*Work to be completed*. The material below holds a span beginning at the line with "-39,7 +39,6 @@" and ending at the line with "The plot thickens.". Quote that span exactly, both ends included, and only that span.
=== Exercise inputs ===
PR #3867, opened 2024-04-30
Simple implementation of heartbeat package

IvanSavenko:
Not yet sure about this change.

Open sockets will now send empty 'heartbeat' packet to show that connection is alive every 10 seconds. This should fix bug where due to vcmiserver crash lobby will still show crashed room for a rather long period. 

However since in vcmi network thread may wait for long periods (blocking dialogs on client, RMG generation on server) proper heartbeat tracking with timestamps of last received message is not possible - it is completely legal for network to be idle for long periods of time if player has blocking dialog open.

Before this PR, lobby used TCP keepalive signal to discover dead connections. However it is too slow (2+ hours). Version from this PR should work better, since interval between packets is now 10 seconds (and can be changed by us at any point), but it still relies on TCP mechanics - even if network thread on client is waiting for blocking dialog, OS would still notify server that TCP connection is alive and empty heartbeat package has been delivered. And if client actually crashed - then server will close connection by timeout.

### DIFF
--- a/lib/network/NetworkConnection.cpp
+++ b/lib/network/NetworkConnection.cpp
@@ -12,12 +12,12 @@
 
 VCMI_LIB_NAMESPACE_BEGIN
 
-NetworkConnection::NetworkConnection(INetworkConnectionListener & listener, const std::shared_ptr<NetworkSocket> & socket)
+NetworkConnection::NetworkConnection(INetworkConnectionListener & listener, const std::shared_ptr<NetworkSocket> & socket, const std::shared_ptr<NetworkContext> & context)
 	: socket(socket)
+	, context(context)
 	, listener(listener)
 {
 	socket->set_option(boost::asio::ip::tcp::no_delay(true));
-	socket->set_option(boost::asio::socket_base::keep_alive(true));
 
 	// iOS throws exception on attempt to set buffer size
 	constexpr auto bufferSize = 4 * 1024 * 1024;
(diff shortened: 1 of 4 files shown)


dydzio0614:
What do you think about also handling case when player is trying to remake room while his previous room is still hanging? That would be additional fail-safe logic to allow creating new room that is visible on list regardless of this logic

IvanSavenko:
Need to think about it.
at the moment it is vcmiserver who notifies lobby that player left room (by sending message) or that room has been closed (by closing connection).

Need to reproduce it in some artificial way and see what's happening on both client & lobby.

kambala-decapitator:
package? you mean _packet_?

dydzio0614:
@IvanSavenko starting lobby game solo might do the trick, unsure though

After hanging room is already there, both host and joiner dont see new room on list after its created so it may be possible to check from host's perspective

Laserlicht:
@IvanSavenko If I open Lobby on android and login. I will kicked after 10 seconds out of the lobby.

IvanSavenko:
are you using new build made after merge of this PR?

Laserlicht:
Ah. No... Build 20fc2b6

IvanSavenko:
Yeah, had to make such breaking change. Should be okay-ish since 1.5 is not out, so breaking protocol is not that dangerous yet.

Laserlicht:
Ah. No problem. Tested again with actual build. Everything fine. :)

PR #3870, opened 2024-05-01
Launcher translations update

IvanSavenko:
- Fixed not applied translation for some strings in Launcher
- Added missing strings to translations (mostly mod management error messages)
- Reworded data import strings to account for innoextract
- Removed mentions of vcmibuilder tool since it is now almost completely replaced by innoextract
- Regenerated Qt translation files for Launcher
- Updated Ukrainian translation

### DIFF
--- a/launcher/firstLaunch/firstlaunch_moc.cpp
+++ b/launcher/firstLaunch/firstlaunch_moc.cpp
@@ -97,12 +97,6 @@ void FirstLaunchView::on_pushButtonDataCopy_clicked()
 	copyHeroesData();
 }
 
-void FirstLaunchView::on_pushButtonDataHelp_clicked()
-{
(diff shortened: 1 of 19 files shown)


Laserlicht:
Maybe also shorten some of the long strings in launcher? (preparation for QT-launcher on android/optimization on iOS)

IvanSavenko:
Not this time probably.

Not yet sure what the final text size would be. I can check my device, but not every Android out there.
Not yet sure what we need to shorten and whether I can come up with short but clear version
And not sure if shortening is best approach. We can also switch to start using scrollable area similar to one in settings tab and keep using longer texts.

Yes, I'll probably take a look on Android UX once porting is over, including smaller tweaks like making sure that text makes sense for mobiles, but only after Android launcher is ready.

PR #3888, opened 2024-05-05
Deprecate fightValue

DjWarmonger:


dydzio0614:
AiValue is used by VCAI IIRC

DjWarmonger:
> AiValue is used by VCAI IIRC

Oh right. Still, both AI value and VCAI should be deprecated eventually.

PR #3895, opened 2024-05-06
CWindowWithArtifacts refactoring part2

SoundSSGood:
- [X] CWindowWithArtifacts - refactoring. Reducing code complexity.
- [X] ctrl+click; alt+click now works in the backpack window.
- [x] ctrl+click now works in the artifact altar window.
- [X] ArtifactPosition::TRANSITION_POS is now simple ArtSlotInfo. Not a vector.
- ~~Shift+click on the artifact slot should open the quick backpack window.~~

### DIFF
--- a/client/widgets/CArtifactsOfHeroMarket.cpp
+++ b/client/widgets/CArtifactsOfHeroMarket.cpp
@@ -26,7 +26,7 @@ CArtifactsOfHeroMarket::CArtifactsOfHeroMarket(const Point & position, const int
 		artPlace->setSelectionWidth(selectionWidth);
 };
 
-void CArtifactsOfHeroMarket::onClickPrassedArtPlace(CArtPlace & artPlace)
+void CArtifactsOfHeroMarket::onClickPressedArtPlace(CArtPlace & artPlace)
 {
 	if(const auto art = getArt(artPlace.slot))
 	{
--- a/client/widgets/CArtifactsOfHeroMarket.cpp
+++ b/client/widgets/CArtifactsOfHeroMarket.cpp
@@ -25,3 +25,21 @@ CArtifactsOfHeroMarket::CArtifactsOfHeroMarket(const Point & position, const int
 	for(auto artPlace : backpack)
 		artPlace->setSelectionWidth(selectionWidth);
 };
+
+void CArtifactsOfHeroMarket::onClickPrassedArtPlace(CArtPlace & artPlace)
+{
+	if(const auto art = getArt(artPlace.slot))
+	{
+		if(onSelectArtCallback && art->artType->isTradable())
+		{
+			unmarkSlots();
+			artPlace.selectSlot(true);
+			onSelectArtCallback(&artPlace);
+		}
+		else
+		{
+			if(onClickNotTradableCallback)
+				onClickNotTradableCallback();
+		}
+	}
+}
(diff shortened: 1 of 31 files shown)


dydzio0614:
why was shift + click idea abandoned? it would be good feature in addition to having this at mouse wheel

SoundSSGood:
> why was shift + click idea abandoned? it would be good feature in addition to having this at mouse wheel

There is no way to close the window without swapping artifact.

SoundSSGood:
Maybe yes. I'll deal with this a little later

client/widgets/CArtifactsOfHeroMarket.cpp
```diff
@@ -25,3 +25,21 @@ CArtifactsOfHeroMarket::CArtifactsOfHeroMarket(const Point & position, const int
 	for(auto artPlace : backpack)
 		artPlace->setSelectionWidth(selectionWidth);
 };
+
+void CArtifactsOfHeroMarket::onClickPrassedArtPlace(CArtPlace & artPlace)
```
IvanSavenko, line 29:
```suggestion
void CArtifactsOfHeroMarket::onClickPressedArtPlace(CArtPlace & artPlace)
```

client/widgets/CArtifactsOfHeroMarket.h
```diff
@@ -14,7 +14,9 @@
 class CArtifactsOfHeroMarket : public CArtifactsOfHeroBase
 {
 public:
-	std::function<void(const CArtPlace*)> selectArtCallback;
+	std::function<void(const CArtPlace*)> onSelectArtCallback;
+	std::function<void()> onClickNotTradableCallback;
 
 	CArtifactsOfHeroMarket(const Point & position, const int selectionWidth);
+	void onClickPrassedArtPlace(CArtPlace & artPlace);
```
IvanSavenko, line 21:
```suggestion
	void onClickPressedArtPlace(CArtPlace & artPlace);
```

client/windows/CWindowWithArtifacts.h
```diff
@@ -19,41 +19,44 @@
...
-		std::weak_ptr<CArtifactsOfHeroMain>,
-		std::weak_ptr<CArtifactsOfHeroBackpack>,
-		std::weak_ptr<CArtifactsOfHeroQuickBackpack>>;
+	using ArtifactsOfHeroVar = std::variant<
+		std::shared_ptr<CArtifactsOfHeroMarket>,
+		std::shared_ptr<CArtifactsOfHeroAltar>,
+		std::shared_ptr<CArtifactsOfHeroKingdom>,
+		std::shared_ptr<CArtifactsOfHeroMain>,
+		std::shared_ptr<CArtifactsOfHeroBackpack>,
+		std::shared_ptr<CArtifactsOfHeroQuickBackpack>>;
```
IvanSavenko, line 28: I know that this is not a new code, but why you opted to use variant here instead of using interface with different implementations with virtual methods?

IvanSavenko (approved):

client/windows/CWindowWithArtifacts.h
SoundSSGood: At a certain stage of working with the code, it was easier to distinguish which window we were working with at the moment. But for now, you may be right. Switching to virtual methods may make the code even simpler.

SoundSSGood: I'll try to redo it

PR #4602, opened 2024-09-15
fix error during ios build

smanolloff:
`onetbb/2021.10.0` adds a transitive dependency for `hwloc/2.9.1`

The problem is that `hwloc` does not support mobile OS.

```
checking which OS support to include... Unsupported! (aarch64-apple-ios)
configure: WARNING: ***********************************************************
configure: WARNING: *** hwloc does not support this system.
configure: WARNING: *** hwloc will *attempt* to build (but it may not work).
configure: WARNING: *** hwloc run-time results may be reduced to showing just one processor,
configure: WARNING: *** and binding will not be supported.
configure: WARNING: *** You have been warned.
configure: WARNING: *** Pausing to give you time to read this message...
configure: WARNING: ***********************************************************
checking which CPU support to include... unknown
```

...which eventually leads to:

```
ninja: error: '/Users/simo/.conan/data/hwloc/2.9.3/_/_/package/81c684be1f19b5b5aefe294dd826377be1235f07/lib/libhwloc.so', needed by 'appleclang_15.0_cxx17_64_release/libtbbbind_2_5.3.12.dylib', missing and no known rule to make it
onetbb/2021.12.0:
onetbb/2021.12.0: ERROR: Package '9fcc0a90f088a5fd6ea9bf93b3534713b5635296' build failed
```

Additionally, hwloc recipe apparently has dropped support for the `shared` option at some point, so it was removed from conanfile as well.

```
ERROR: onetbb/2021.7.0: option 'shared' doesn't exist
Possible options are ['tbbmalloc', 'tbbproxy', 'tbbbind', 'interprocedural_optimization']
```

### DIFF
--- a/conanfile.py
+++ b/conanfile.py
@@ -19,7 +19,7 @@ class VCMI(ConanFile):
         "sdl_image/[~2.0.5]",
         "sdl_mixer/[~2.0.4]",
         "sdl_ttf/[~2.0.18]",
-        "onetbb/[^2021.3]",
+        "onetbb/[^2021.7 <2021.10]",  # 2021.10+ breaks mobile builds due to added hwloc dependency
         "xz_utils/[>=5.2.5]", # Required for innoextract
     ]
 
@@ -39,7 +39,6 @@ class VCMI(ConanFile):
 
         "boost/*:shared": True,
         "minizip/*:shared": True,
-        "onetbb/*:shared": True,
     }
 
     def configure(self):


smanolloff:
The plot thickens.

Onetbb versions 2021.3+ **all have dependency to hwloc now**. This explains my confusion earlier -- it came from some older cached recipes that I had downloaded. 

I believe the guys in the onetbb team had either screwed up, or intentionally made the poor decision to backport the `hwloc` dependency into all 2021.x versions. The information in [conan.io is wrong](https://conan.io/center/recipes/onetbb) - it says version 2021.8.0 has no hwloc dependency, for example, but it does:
===
*Task solution*.
@@ -39,7 +39,6 @@ class VCMI(ConanFile):
 
         "boost/*:shared": True,
         "minizip/*:shared": True,
-        "onetbb/*:shared": True,
     }
 
     def configure(self):


smanolloff:
The plot thickens.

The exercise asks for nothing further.